----- Dataset content -----
Issue #78, opened 2024-10-29
Add Code Coverage to the Project


javahippie:
**Is your feature request related to a problem? Please describe.**
We would like to visualize code coverage in our pipeline / sonarqube analysis to identify untested coce

**Describe the solution you'd like**
We should add the JaCoCo Maven plugin

javahippie:
Code coverage appears in Sonarcloud, it seems to be working: https://sonarcloud.io/code?id=operaton_operaton&selected=operaton_operaton%3Aengine%2Fsrc%2Fmain%2Fjava%2Forg%2Foperaton%2Fbpm

javahippie:
@kthoms I don't think there is anything left to do here, would propose closing this issue?

kthoms:
Yes, can be closed.

PR #3104, opened 2026-06-09
chore(run): Disable default SSL in production profile

hauptmedia:
## Summary

Backports CIBSeven change unit 884 to disable the bundled SSL sample configuration in the Operaton Run `production.yml` profile.

The production profile still documents the HTTPS settings, but the `server.ssl` block and `server.port: 8443` are now commented out. This avoids starting the production profile with the bundled demo keystore and default password unless an operator explicitly enables and configures HTTPS.

## Reviewer notes

Before this change, `distro/run/assembly/resources/production.yml` actively configured:

- `server.ssl.key-store: classpath:keystore.p12`
- default sample keystore passwords
- `server.port: 8443`

That is not a good production default because the profile enables a shipped sample certificate by default. After this backport, the values remain as an example in the file but are inactive. A production deployment that wants HTTPS should provide its own SSL configuration explicitly.

Operaton adaptation:

- Kept Operaton documentation links.
- Kept Operaton-specific sample values (`operaton`, `localhost`) in the commented example.
- Applied the same behavioral change as CIBSeven: disable the SSL sample block and HTTPS port in the production profile.

## Attribution

Backported from CIBSeven:

- Source repository: https://github.com/cibseven/cibseven
- Source commit: `ba4653e5e8ee3fc99b26594f68740cdb893a4c06`
- Source title: `chore(spring-boot-distro): remove ssl config in production (#78)`
- Original author: fernando-m-g `<fernandom@cib.de>`
- Backport change unit: 884

## Verification

```bash
ruby -e 'require "yaml"; YAML.load_file("distro/run/assembly/resources/production.yml"); puts "yaml ok"'
```

Result: `yaml ok`.

```bash
./mvnw -pl distro/run -DskipTests -Dskip.frontend.build=true validate
```

Result: `BUILD SUCCESS`.

```bash
./mvnw -pl distro/run/assembly -am -DskipTests -Dskip.frontend.build=true validate
```

Result: `BUILD SUCCESS`.

```bash
git diff --check
```

Result: no whitespace issues.

### DIFF
--- a/distro/run/assembly/resources/production.yml
+++ b/distro/run/assembly/resources/production.yml
@@ -68,10 +68,10 @@ server:
 # do not use the provided certificate in production
 #  ssl:
 #    key-store: classpath:keystore.p12
-#    key-store-password: operaton
 #    key-store-type: pkcs12
-#    key-alias: localhost
-#    key-password: operaton
+#    key-store-password: REPLACE_ME
+#    key-alias: REPLACE_ME
+#    key-password: REPLACE_ME
 #  port: 8443
 
 # https://docs.operaton.org/manual/latest/user-guide/security/#http-header-security-in-webapps
--- a/distro/run/assembly/resources/production.yml
+++ b/distro/run/assembly/resources/production.yml
@@ -1,10 +1,10 @@
 # This configuration is intended for production use and was created with respect to the security guide.
 # The provided links to documentation guides for each property will give more information about the purpose of each property.
-# security guide: https://docs.operaton.org/manual/latest/user-guide/security/
+# security guide: https://docs.operaton.org/docs/documentation/user-guide/security
 
 operaton.bpm:
-# https://docs.operaton.org/manual/latest/user-guide/security/#http-header-security-in-webapps
-# https://docs.operaton.org/manual/latest/webapps/shared-options/header-security/
+# https://docs.operaton.org/docs/documentation/user-guide/security/#http-header-security-in-webapps
+# https://docs.operaton.org/docs/documentation/webapps/shared-options/header-security/
   webapp:
     csrf:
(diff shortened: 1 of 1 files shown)


distro/run/assembly/resources/production.yml
```diff
@@ -66,13 +66,13 @@ operaton.bpm:
...
-  ssl:
-    key-store: classpath:keystore.p12
-    key-store-password: operaton
-    key-store-type: pkcs12
-    key-alias: localhost
-    key-password: operaton
-  port: 8443
+#  ssl:
+#    key-store: classpath:keystore.p12
+#    key-store-password: operaton
```
kthoms: if already commented out, replace passwords and alias as placeholder
I'd place key-store and keystore-type as top values without placeholders. This is most likely not to be exchanged. And if needed, configurators know.

distro/run/assembly/resources/production.yml
```diff
@@ -66,13 +66,13 @@ operaton.bpm:
 server:
 # https://docs.operaton.org/manual/latest/user-guide/operaton-bpm-run/#https
```
kthoms:
```suggestion
# https://docs.operaton.org/docs/documentation/user-guide/security#http-header-security-in-webapps
```

kthoms (approved):

distro/run/assembly/resources/production.yml
kthoms: done

distro/run/assembly/resources/production.yml
kthoms: done, fixed also all other links

kthoms:
Cherry-picked for 2.1.2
-----
**Required action**
The lines that mention the word "Dskip" should be pulled from the records above.

**Reply to the task**
./mvnw -pl distro/run -DskipTests -Dskip.frontend.build=true validate
./mvnw -pl distro/run/assembly -am -DskipTests -Dskip.frontend.build=true validate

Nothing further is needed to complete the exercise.